» Provided material:
++++
PR #498, opened 2022-11-29
Adding Validation to the Extension type field

Coffee2Bits:
* Added `Type references exist` to `extension` so that the field `type` is a valid definition reference
* Fixed type hint


Coffee2Bits:
This validation was missing, so users weren't seeing any error indications when writing extensions that target undefined types -- which is now validated with this PR.

cvchaparro (changes requested):
When I test this, I'm getting an error in `heirarchy.py` that I think can be resolved by changing this line:
https://github.com/jondavid-black/AaC/blob/06411ca10263b9350acdd250e8239154a16cb3aa/python/src/aac/lang/hierarchy.py#L25

to this:
```python
    while not found_self_defined_ancestor and ancestor_definition:
```

python/src/aac/plugins/validators/defined_references/_validate_references.py
```diff
@@ -37,15 +39,26 @@ def validate_dict(dict_to_validate: dict) -> None:
...
+                        logging.debug(f"Value '{field_reference}' doesn't exist in definition. Likely an extension value.")
+
             else:
                 missing_field_in_dictionary = f"Missing field 'type' in validation content dictionary: {dict_to_validate}"
+                logging.debug(missing_field_in_dictionary)
                 name_lexeme = definition_under_test.get_lexeme_with_value(definition_under_test.name)
+
+                if not name_lexeme:
+                    name_lexeme, *_ = definition_under_test.lexemes
+                    name_lexeme = name_lexeme or Lexeme(SourceLocation(0, 0, 0, 0), definition_under_test.source.uri, definition_under_test.name)
```
cvchaparro, line 58: Was a missing value for `name_lexeme` causing the error mentioned in my previous review? I'm wondering if there will be unexpected ramifications of using a default `SourceLocation` of the first position in the file.

cvchaparro (approved):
++++
» To do: The exact lines of the material above starting at the one that contains "Adding Validation to the Extension type field" and ending at the one that contains "When I test" are what to retype; leave out everything else.

» Solution to this problem:
Adding Validation to the Extension type field

Coffee2Bits:
* Added `Type references exist` to `extension` so that the field `type` is a valid definition reference
* Fixed type hint


Coffee2Bits:
This validation was missing, so users weren't seeing any error indications when writing extensions that target undefined types -- which is now validated with this PR.

cvchaparro (changes requested):
When I test this, I'm getting an error in `heirarchy.py` that I think can be resolved by changing this line:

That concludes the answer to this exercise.